Australian Innovation Ltd v Petrovsky
[2019] FCA 1088
At a glance
Source factsCourt
Federal Court of Australia
Decision date
2019-07-12
Before
Reeves J
Source
Original judgment source is linked above.
Judgment (2 paragraphs)
- Pursuant to s 1322(4)(c) of the Corporations Act 2001 (Cth) (the Act), the 5 business day period referred to in s 708A(6)(a) of the Act is extended to the second business day after the day on which these orders are entered with respect to the giving of a notice under s 708A(5)(e) concerning the issue of 1,476,143 American Depositary Shares ("Subscription ADS") representing 221,421,450 underlying fully paid ordinary shares ("Subscription Shares") (the Subscription ADSs and the Subscription Shares together, the "Subscription Securities") in the Plaintiff issued on 23 May 2019.

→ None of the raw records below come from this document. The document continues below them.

PR #1040, opened 2026-07-07
Abs checker

### LINKED ISSUE #1030: make `owi abs` display a list of alarms
It could be done this way:

1. Run the abstract interpreter and build the invariant database.
2. Pass the invariant database to an `Abstract_checker` or something, that would simply goes through the module and display on each potential bug if it was proven safe or not.

S41d:
closes #1030


src/abstract/abstract_driver.ml
```diff
@@ -173,10 +177,12 @@ module DenotFixpoint (S : DATA_STATE) = struct
     in
     fst @@ continue ctx out
 
-  let join_X (state_a, jt_a) (state_b, jt_b) =
+  let join_X (istate_a, jt_a) (istate_b, jt_b) =
```
redianthus: I'm not sure about renaming this `istate` everywhere, IMO `state` reads better 😅

src/abstract/abstract_wasm_ffi.ml
```diff
@@ -19,6 +19,10 @@ let assume condition =
     | None -> None
     | Some ctx -> Some { state with ctx } )
 
+let assert' condition = assume condition
+
+let exit _code = return ()
```
redianthus: Maybe you could bring back the module annotation to make sure you have all "required" functions? (see the leftover comment at the beginning of the file, and the annotation should be in other was_ffi files (smbolic or concrete), you can simply duplicate it here).

src/abstract/abstract_interpreter_simple.ml
```diff
@@ -9,7 +9,9 @@ type t =
   | Unreachable
 
 let i32_can_be_zero ctx v =
-  Option.is_some @@ Abstract_domain.assume ctx (Abstract_i32.eqz ctx v)
+  match Abstract_domain.query_boolean ctx (Abstract_i32.eqz ctx v) with
+  | True | Top -> true
+  | False | Bottom -> false
```
redianthus, line 14: What is the difference? This is to avoid building a new context?

src/abstract/abstract_driver.ml
```diff
@@ -542,5 +542,8 @@ let expr (link_state : Abstract_extern_func.extern_func Link.State.t)
         | Some state, _mapping -> state )
       { state; env; envs } m.to_run
   in
+  Log.app (fun m ->
+    m "invariants : %a" Abstract_invariant.pp istate.state.invariant );
+  Abstract_checker.expr link_state m istate.state.invariant;
```
redianthus: OK so maybe it's time to move all the code in driver to `abstract_interpreter_control_flow` (or whatever) and have only the high level structure in driver as it is done in others commands? That is, call the interpreter to get the invariants, then call the checker, WDYT?

src/abstract/abstract_interpreter_simple.ml
S41d: yes, to avoid creating a copy

src/abstract/abstract_driver.ml
S41d: yeah good idea

src/abstract/abstract_checker.ml
```diff
@@ -0,0 +1,37 @@
...
+  ~(invariants : Abstract_invariant.t) ~env ~envs =
+  List.iter (check_instr ~invariants ~env ~envs) expr.raw
+
+and check_instr (instr : Binary.instr Annotated.t)
+  ~(invariants : Abstract_invariant.t) ~env ~envs =
+  if Abstract_invariant.can_divide_by_zero invariants ~uuid:instr.uuid then
+    Log.app (fun m ->
+      m "Possible division by zero for expression:(uuid: %i) %a" instr.uuid
+        (Binary.pp_instr ~short:true)
+        instr.raw );
```
redianthus: Ah yes, you should do this only on operations that might divide by zero! (div_s, div_u, rem_s, rem_u)

It'll probably better to write a small helper for each kind of error, like, `check_div_by_zero` (i.e. one helper per invariant kind), and call it on each instruction that might trigger it.

src/abstract/abstract_driver.ml
S41d: state.state just looks weird imo. but okay I'll change it back

S41d:
woops. I don't actually export the functions in ffi 😅

src/abstract/abstract_checker.ml
```diff
@@ -0,0 +1,61 @@
+(* SPDX-License-Identifier: AGPL-3.0-or-later *)
+(* Copyright © 2021-2026 OCamlPro *)
+(* Written by the Owi programmers *)
+
+let check_can_divide_by_zero invariants uuid pp instr =
+  if Abstract_invariant.can_divide_by_zero invariants ~uuid then
+    Log.app (fun m ->
+      m "Possible division by zero for expression:(uuid: %i) %a" uuid pp instr )
```
redianthus, line 8: I think it is also interesting to print something in the `else` case, to make sure we managed to prove some stuff.

What about using `Logs.warn` when something is not proven and `Logs.info` when it is proven?

src/abstract/abstract_checker.ml
```diff
@@ -0,0 +1,61 @@
...
+
+let check_i32 ~uuid ~invariants : Binary.i32_instr -> unit = function
+  | (Div_s | Div_u | Rem_s | Rem_u) as instr ->
+    check_can_divide_by_zero invariants uuid Binary.pp_i32_instr instr
+  | _ -> ()
```
redianthus: Could you make this explicit? Otherwise we might forget to update the code here, if a new instruction that might divide by zero is added. (same for all other functions)

src/abstract/abstract_checker.ml
```diff
@@ -0,0 +1,61 @@
...
+    | Wasm { func; idx } ->
+      let env = Dynarray.get envs idx in
+      check_expr ~invariants ~env ~envs func.body
+    | Extern _ -> ()
+    end
+  | I32 i32_instr -> check_i32 ~uuid:instr.uuid ~invariants i32_instr
+  | I64 i64_instr -> check_i64 ~uuid:instr.uuid ~invariants i64_instr
+  | F32 f32_instr -> check_f32 ~uuid:instr.uuid ~invariants f32_instr
+  | F64 f64_instr -> check_f64 ~uuid:instr.uuid ~invariants f64_instr
+  | _ -> ()
```
redianthus: Can you also make this one explicit?

src/abstract/abstract_driver.ml
```diff
@@ -2,525 +2,11 @@
...
-        (* TODO handle this properly *)
-        match ConcreteFixpoint.eval_expr ~env ~envs state e with
-        | None, _mapping -> state
-        | Some state, _mapping -> state )
-      state m.to_run
-  in
-
-  state.invariant
+  let abs_state = Abstract_state.empty env () in
+  eval_exprs m.to_run abs_state env envs
```
redianthus: I would remove the `open` and simply qualify `Abstract_interpreter_control_flow.eval_exprs` here, this is used only once so it's not that annoying having to write it and it'll make things easier to follow.

src/abstract/abstract_checker.ml
```diff
@@ -0,0 +1,61 @@
+(* SPDX-License-Identifier: AGPL-3.0-or-later *)
```
redianthus, line 1: Adding a `.mli` for this module would be nice too

src/abstract/abstract_wasm_ffi.ml
```diff
@@ -8,27 +8,93 @@ open Abstract_monad
...
    displayed *)
-let symbol_i32 () = fold_state (fun { ctx; _ } -> Abstract_i32.unknown ctx)
+module M :
+  Wasm_ffi_intf.S0
+    with type 'a t := 'a Abstract_monad.t
+     and type memory := Abstract_memory.t
+     and type i32 := Abstract_i32.t
+     and type i64 := Abstract_i64.t
+     and type f32 := Abstract_f32.t
+     and type f64 := Abstract_f64.t = struct
```
redianthus: Thanks a lot for making this change everywhere in the codebase!

src/abstract/abstract_wasm_ffi.ml
```diff
@@ -8,27 +8,93 @@ open Abstract_monad
...
-  map_state (fun ({ ctx; _ } as state) ->
-    let condition = Abstract_i32.to_boolean ctx condition in
-    match Abstract_domain.assume ctx condition with
-    | None -> None
-    | Some ctx -> Some { state with ctx } )
+  let assert' condition = assume condition
 
+  let exit _code = return ()
+
+  let abort () = return ()
```
redianthus: Is this correct? I expect `exit` and `abort` to return bottom or something like this? That is, after executing one of them, nothing should be analyzed further.

src/abstract/abstract_wasm_ffi.ml
```diff
@@ -8,27 +8,93 @@ open Abstract_monad
...
+
+  let symbol_i32 () = fold_state (fun { ctx; _ } -> Abstract_i32.unknown ctx)
+
+  let symbol_i64 () = fold_state (fun { ctx; _ } -> Abstract_i64.unknown ctx)
+
+  let symbol_f32 () = fold_state (fun { ctx; _ } -> Abstract_f32.unknown ctx)
+
+  let symbol_f64 () = fold_state (fun { ctx; _ } -> Abstract_f64.unknown ctx)
+
+  let symbol_v128 () = assert false
```
redianthus:
```suggestion
  let symbol_v128 () =
    (* TODO *)
    assert false
```

src/abstract/abstract_wasm_ffi.ml
```diff
@@ -8,27 +8,93 @@ open Abstract_monad
...
+    let* gt =
+      fold_state (fun { ctx; _ } ->
+        Abstract_i32.gt_s ctx v lo |> Abstract_i32.of_boolean ctx )
+    in
+    let* lt =
+      fold_state (fun { ctx; _ } ->
+        Abstract_i32.lt_s ctx v hi |> Abstract_i32.of_boolean ctx )
+    in
+    let* () = assume gt in
+    let+ () = assume lt in
```
redianthus, line 59: It's quite nice to be able to write it like this! :D

src/abstract/abstract_wasm_ffi.ml
```diff
@@ -8,27 +8,93 @@ open Abstract_monad
...
+  let symbol_range lo hi =
+    let* v = fold_state (fun { ctx; _ } -> Abstract_i32.unknown ctx) in
+    let* gt =
+      fold_state (fun { ctx; _ } ->
+        Abstract_i32.gt_s ctx v lo |> Abstract_i32.of_boolean ctx )
+    in
+    let* lt =
+      fold_state (fun { ctx; _ } ->
+        Abstract_i32.lt_s ctx v hi |> Abstract_i32.of_boolean ctx )
+    in
```
redianthus, line 58: Maybe define it (`lt`) after `assume gt` check, so it's not created if not needed?

src/abstract/abstract_wasm_ffi.ml
```diff
@@ -8,27 +8,93 @@ open Abstract_monad
...
+    let* () = assume gt in
+    let+ () = assume lt in
+    v
+
+  let alloc _m _base _size =
+    Fmt.epr "TODO : implement alloc";
```
redianthus:
```suggestion
    Log.warn (fun m -> m "TODO : implement alloc");
```

src/abstract/abstract_wasm_ffi.ml
```diff
@@ -8,27 +8,93 @@ open Abstract_monad
...
+    fold_state (fun { ctx; _ } -> Abstract_i32.unknown ctx)
+
+  let free _m _ptr =
+    Fmt.epr "TODO : implement free";
```
redianthus:
```suggestion
    Log.warn (fun m -> m "TODO : implement free");
```

src/cmd/cmd_abs.ml
```diff
@@ -13,10 +13,8 @@ let cmd ~source_file ~unsafe =
   let+ m, link_state =
     Compile.File.until_link ~unsafe ~name:None link_state source_file
   in
-  let (_abstract_invariant : Abstract_invariant.t) =
-    Abstract_driver.expr link_state m
-  in
-  ()
+  let state = Abstract_driver.expr link_state m in
+  Abstract_checker.check_module link_state m state.invariant
```
redianthus, line 17: I expect `abstract_driver` to take care of most of this (i.e. calling abstract_checker), it should be something like:

```ocaml
  Abstract_driver.expr link_state m
```

And then in `driver.ml`:

```ocaml
  let expr link_state m =
     ...
     let state = ... in
     Abstract_checker.check_module link_state m state.invariant
```

src/cmd/cmd_sym.ml
```diff
@@ -24,7 +24,8 @@ let run_file ~parameters ~source_file =
 
   let* abstract_invariant =
     if parameters.generate_abstract_invariant then
-      Cmd_abs.from_binary m ~unsafe:true
+      let+ state = Cmd_abs.from_binary m ~unsafe:true in
```
redianthus: Ah, yes, I called `cmd_abs` as a hack here, it should probably not be the case anymore, sorry about that (but now I understand your change in cmd_abs)

src/abstract/abstract_wasm_ffi.ml
S41d: I fixed it right at the same time as you were reviewing. it's set to `map_state(fun _ -> None)` now

redianthus:
Thanks!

- A sealed copy of these orders is to be served on the Australian Securities and Investments Commission and the ASX Limited within 2 business days of the date of these orders.
- The Plaintiff is to place a copy of these orders on the website of the Plaintiff as soon as reasonably practicable and remain there for at least 28 days.
- Any interested party has liberty to apply within 28 days of the entry of these orders to revoke or vary them.
- There is no order as to costs. Note: Entry of orders is dealt with in Rule 39.32 of the Federal Court Rules 2011.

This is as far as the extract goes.